== Provided data ==

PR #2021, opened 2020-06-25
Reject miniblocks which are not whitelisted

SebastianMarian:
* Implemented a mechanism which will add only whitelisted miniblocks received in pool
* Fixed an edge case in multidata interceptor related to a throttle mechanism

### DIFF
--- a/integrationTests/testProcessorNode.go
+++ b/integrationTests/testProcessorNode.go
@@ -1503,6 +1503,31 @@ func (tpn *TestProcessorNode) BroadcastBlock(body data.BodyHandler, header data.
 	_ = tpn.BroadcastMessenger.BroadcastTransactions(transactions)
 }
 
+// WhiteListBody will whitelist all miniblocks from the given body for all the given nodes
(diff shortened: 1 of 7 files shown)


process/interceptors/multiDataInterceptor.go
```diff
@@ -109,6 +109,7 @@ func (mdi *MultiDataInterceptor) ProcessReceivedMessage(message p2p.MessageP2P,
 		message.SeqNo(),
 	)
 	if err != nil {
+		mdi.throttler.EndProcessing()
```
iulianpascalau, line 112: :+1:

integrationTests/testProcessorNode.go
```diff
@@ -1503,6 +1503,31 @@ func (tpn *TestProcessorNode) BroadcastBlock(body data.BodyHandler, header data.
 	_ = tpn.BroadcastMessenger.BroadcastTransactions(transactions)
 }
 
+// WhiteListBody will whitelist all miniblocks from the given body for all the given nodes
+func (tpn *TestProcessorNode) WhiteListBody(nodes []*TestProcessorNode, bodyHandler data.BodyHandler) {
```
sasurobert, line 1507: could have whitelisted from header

===
== Provided data ==

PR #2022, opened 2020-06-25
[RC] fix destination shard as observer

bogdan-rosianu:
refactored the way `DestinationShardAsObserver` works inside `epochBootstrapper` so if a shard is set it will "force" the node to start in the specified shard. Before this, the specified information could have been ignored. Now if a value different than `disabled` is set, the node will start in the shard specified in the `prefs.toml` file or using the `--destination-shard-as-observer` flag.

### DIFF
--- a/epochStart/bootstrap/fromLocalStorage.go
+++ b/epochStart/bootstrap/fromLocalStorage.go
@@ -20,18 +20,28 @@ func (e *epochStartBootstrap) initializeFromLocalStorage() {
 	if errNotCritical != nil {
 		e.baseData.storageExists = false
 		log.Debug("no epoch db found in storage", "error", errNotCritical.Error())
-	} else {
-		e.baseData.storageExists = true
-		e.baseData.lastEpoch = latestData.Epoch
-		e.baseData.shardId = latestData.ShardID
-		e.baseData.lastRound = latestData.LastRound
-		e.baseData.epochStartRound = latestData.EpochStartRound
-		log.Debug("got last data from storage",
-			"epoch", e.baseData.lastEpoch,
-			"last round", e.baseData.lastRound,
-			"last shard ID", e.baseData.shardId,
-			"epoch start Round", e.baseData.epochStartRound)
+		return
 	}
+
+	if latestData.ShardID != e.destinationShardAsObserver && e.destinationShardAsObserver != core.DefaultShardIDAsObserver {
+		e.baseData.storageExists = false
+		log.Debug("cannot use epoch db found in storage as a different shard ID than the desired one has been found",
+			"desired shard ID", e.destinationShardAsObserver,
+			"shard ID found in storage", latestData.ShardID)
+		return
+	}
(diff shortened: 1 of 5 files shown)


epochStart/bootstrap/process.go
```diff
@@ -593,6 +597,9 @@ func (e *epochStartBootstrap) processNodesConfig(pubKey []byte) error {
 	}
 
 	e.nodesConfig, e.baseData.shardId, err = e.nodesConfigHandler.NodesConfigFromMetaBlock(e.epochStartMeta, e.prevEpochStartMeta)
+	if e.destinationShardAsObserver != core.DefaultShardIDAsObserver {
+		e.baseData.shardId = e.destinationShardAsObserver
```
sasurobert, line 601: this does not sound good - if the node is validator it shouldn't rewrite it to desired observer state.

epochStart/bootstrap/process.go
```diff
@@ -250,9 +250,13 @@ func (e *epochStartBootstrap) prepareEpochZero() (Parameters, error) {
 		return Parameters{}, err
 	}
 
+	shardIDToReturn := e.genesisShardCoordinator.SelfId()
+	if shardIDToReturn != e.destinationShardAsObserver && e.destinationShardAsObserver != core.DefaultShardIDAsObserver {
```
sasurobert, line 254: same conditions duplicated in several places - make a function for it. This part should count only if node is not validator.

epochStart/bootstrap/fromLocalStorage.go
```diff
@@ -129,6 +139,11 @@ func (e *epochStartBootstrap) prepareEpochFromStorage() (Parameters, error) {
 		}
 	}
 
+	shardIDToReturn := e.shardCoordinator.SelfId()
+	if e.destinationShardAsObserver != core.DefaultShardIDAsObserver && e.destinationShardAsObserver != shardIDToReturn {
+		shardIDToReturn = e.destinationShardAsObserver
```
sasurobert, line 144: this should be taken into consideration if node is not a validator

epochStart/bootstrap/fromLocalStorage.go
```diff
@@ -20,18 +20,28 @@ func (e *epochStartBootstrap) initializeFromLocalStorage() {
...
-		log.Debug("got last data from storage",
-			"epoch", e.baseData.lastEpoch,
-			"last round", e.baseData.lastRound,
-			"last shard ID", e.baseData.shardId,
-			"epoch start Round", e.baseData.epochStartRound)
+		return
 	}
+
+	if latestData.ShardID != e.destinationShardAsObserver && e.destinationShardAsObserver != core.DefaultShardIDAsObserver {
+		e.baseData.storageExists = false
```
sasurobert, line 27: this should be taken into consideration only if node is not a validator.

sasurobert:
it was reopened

===

Exercise aim
Only lines containing the string "than" are needed. Pull each of them out of the records above.

Exercise solution
refactored the way `DestinationShardAsObserver` works inside `epochBootstrapper` so if a shard is set it will "force" the node to start in the specified shard. Before this, the specified information could have been ignored. Now if a value different than `disabled` is set, the node will start in the shard specified in the `prefs.toml` file or using the `--destination-shard-as-observer` flag.
+		log.Debug("cannot use epoch db found in storage as a different shard ID than the desired one has been found",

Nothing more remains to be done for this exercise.